▶ _WORK TO BE COMPLETED_
The entries should be restated word for word.

▶ _DATA FOR PROCESSING_
* * * * * * * * *

PR #1004, opened 2020-09-22
Update a dependency MHonArc

ikedas:
See also sympa-community/MHonArc#7

### DIFF
--- a/cpanfile
+++ b/cpanfile
@@ -96,7 +96,7 @@ requires 'List::Util::XS', '>= 1.20';
 requires 'Locale::Messages', '>= 1.20';
 
 # MHonArc is used to build Sympa web archives
-requires 'MHonArc::UTF8';
+requires 'MHonArc::UTF8', '>= 2.6.23';
 
 # Required to compute digest for password and emails
 requires 'MIME::Base64', '>= 3.03';
--- a/cpanfile
+++ b/cpanfile
@@ -96,7 +96,7 @@ requires 'List::Util::XS', '>= 1.20';
 requires 'Locale::Messages', '>= 1.20';
 
 # MHonArc is used to build Sympa web archives
-requires 'MHonArc::UTF8', '>= 2.6.23';
+requires 'MHonArc::UTF8', '>= 2.6.24';
 
 # Required to compute digest for password and emails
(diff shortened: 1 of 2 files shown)


ikedas:
This fix would be better to be released when the packagers will have been prelared new packages of MHonArc.

racke:
MHonArc is not yet available on CPAN.

ldidry:
And the version currently on PAUSE does not have MHonArc.pm

racke:
> And the version currently on PAUSE does not have MHonArc.pm

@ldidry so how to we go forward, flush the version form PAUSE which seems to be stuck anyway and prepare one with MHonArc.pm?

ldidry:
I think that it’s indeed better to remove the current version from PAUSE (I juste scheduled the deletion) in order to re-add the MHonArc.pm.
I’ll push a branch on github tomorrow to see if its content seems good to you.

ikedas:
> MHonArc is not yet available on CPAN.

See https://metacpan.org/release/LDIDRY/MHonArc-2.6.22
However it has not yet been indexed for cpanm:
http://cpanmetadb.plackperl.org/v1.0/package/MHonArc::UTF8

ldidry:
Should I remove the scheduled deletion of the file?

racke:
> Should I remove the scheduled deletion of the file?

I don't think so. While the direct link above works, it is not indexed within MetaCPAN. What did the email from PAUSE tell you about the indexing?

ldidry:
It failed when uploading the archive. A day or two after that, I got a mail from Neil Bowers.

racke:
That's a tough nut. Can't understand why PAUSE doesn't clean up broken packages by itself. 
At any rate, let's get up a release with MHonArc.pm.

ikedas:
@ldidry , is there any progress?

ldidry:
I just uploaded a new version (2.6.23) to CPAN

racke:
Great, thank you!

racke:
Commandline usage seems to be broken though: https://github.com/sympa-community/MHonArc/issues/12

ldidry:
Wait a bit for the 2.6.24 to be indexed on PAUSE and update the dependency to 2.6.24.

Issue #1009, opened 2020-10-07
[CVE-2020-26880] root privilege escalation from user sympa by modifying sympa.conf


Beuc:
**Note by admin: this issue is dedicated to measures against  [CVE-2020-26880](https://nvd.nist.gov/vuln/detail/CVE-2020-26880).**

---

Version
-------
any

Installation method
-------------------
any

Expected behavior
-----------------
user 'sympa' only execute specific tasks as root and cannot gain more privileges, following the principles of privileges separation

* * * * * * * * *

▶ _SOLUTION TO THIS PROBLEM_
PR #1004, opened 2020-09-22
Update a dependency MHonArc

ikedas:
See also sympa-community/MHonArc#7

### DIFF
--- a/cpanfile
+++ b/cpanfile
@@ -96,7 +96,7 @@ requires 'List::Util::XS', '>= 1.20';
 requires 'Locale::Messages', '>= 1.20';
 
 # MHonArc is used to build Sympa web archives
-requires 'MHonArc::UTF8';
+requires 'MHonArc::UTF8', '>= 2.6.23';
 
 # Required to compute digest for password and emails
 requires 'MIME::Base64', '>= 3.03';
--- a/cpanfile
+++ b/cpanfile
@@ -96,7 +96,7 @@ requires 'List::Util::XS', '>= 1.20';
 requires 'Locale::Messages', '>= 1.20';
 
 # MHonArc is used to build Sympa web archives
-requires 'MHonArc::UTF8', '>= 2.6.23';
+requires 'MHonArc::UTF8', '>= 2.6.24';
 
 # Required to compute digest for password and emails
(diff shortened: 1 of 2 files shown)


ikedas:
This fix would be better to be released when the packagers will have been prelared new packages of MHonArc.

racke:
MHonArc is not yet available on CPAN.

ldidry:
And the version currently on PAUSE does not have MHonArc.pm

racke:
> And the version currently on PAUSE does not have MHonArc.pm

@ldidry so how to we go forward, flush the version form PAUSE which seems to be stuck anyway and prepare one with MHonArc.pm?

ldidry:
I think that it’s indeed better to remove the current version from PAUSE (I juste scheduled the deletion) in order to re-add the MHonArc.pm.
I’ll push a branch on github tomorrow to see if its content seems good to you.

ikedas:
> MHonArc is not yet available on CPAN.

See https://metacpan.org/release/LDIDRY/MHonArc-2.6.22
However it has not yet been indexed for cpanm:
http://cpanmetadb.plackperl.org/v1.0/package/MHonArc::UTF8

ldidry:
Should I remove the scheduled deletion of the file?

racke:
> Should I remove the scheduled deletion of the file?

I don't think so. While the direct link above works, it is not indexed within MetaCPAN. What did the email from PAUSE tell you about the indexing?

ldidry:
It failed when uploading the archive. A day or two after that, I got a mail from Neil Bowers.

racke:
That's a tough nut. Can't understand why PAUSE doesn't clean up broken packages by itself. 
At any rate, let's get up a release with MHonArc.pm.

ikedas:
@ldidry , is there any progress?

ldidry:
I just uploaded a new version (2.6.23) to CPAN

racke:
Great, thank you!

racke:
Commandline usage seems to be broken though: https://github.com/sympa-community/MHonArc/issues/12

ldidry:
Wait a bit for the 2.6.24 to be indexed on PAUSE and update the dependency to 2.6.24.

Issue #1009, opened 2020-10-07
[CVE-2020-26880] root privilege escalation from user sympa by modifying sympa.conf


Beuc:
**Note by admin: this issue is dedicated to measures against  [CVE-2020-26880](https://nvd.nist.gov/vuln/detail/CVE-2020-26880).**

---

Version
-------
any

Installation method
-------------------
any

Expected behavior
-----------------
user 'sympa' only execute specific tasks as root and cannot gain more privileges, following the principles of privileges separation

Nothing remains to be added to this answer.